DATA PROVIDED ::
*** Block opens ***

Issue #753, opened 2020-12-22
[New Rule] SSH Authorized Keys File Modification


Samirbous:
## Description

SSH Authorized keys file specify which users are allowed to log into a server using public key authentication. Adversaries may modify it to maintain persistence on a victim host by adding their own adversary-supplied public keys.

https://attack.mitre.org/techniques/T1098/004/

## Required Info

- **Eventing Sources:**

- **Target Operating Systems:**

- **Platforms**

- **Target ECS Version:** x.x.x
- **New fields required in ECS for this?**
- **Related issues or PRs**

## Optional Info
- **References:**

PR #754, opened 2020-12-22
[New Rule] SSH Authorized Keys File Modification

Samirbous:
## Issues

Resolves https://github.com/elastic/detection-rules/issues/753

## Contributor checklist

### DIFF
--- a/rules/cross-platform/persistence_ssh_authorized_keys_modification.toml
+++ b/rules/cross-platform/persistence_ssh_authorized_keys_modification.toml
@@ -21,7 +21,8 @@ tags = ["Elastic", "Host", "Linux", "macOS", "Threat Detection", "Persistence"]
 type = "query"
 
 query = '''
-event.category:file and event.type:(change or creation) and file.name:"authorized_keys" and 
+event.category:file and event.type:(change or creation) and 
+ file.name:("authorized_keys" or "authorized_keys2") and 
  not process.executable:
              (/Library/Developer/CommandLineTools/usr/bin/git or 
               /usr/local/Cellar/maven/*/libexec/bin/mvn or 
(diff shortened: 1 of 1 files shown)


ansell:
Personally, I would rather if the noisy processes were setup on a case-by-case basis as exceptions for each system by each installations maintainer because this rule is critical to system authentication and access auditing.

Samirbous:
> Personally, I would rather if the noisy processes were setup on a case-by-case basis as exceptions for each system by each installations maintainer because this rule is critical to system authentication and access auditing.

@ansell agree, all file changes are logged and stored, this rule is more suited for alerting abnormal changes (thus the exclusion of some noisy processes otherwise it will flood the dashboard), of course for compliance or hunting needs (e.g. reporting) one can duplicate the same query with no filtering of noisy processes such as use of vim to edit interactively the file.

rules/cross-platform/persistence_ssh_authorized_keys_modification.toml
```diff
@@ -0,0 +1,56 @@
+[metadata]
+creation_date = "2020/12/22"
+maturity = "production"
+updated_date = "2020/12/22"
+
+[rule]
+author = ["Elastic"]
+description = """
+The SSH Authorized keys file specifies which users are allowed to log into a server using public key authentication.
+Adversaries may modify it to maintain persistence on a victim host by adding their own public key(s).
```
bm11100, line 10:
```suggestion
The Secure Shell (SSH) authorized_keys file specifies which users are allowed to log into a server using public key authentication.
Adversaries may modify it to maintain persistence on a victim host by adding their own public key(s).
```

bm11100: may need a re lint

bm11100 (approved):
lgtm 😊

*** Block closes ***

AIM OF THE EXERCISE ::
Every line of data must be returned unchanged.

WRITTEN RESPONSE ::
Issue #753, opened 2020-12-22
[New Rule] SSH Authorized Keys File Modification


Samirbous:
## Description

SSH Authorized keys file specify which users are allowed to log into a server using public key authentication. Adversaries may modify it to maintain persistence on a victim host by adding their own adversary-supplied public keys.

https://attack.mitre.org/techniques/T1098/004/

## Required Info

- **Eventing Sources:**

- **Target Operating Systems:**

- **Platforms**

- **Target ECS Version:** x.x.x
- **New fields required in ECS for this?**
- **Related issues or PRs**

## Optional Info
- **References:**

PR #754, opened 2020-12-22
[New Rule] SSH Authorized Keys File Modification

Samirbous:
## Issues

Resolves https://github.com/elastic/detection-rules/issues/753

## Contributor checklist

### DIFF
--- a/rules/cross-platform/persistence_ssh_authorized_keys_modification.toml
+++ b/rules/cross-platform/persistence_ssh_authorized_keys_modification.toml
@@ -21,7 +21,8 @@ tags = ["Elastic", "Host", "Linux", "macOS", "Threat Detection", "Persistence"]
 type = "query"
 
 query = '''
-event.category:file and event.type:(change or creation) and file.name:"authorized_keys" and 
+event.category:file and event.type:(change or creation) and 
+ file.name:("authorized_keys" or "authorized_keys2") and 
  not process.executable:
              (/Library/Developer/CommandLineTools/usr/bin/git or 
               /usr/local/Cellar/maven/*/libexec/bin/mvn or 
(diff shortened: 1 of 1 files shown)


ansell:
Personally, I would rather if the noisy processes were setup on a case-by-case basis as exceptions for each system by each installations maintainer because this rule is critical to system authentication and access auditing.

Samirbous:
> Personally, I would rather if the noisy processes were setup on a case-by-case basis as exceptions for each system by each installations maintainer because this rule is critical to system authentication and access auditing.

@ansell agree, all file changes are logged and stored, this rule is more suited for alerting abnormal changes (thus the exclusion of some noisy processes otherwise it will flood the dashboard), of course for compliance or hunting needs (e.g. reporting) one can duplicate the same query with no filtering of noisy processes such as use of vim to edit interactively the file.

rules/cross-platform/persistence_ssh_authorized_keys_modification.toml
```diff
@@ -0,0 +1,56 @@
+[metadata]
+creation_date = "2020/12/22"
+maturity = "production"
+updated_date = "2020/12/22"
+
+[rule]
+author = ["Elastic"]
+description = """
+The SSH Authorized keys file specifies which users are allowed to log into a server using public key authentication.
+Adversaries may modify it to maintain persistence on a victim host by adding their own public key(s).
```
bm11100, line 10:
```suggestion
The Secure Shell (SSH) authorized_keys file specifies which users are allowed to log into a server using public key authentication.
Adversaries may modify it to maintain persistence on a victim host by adding their own public key(s).
```

bm11100: may need a re lint

bm11100 (approved):
lgtm 😊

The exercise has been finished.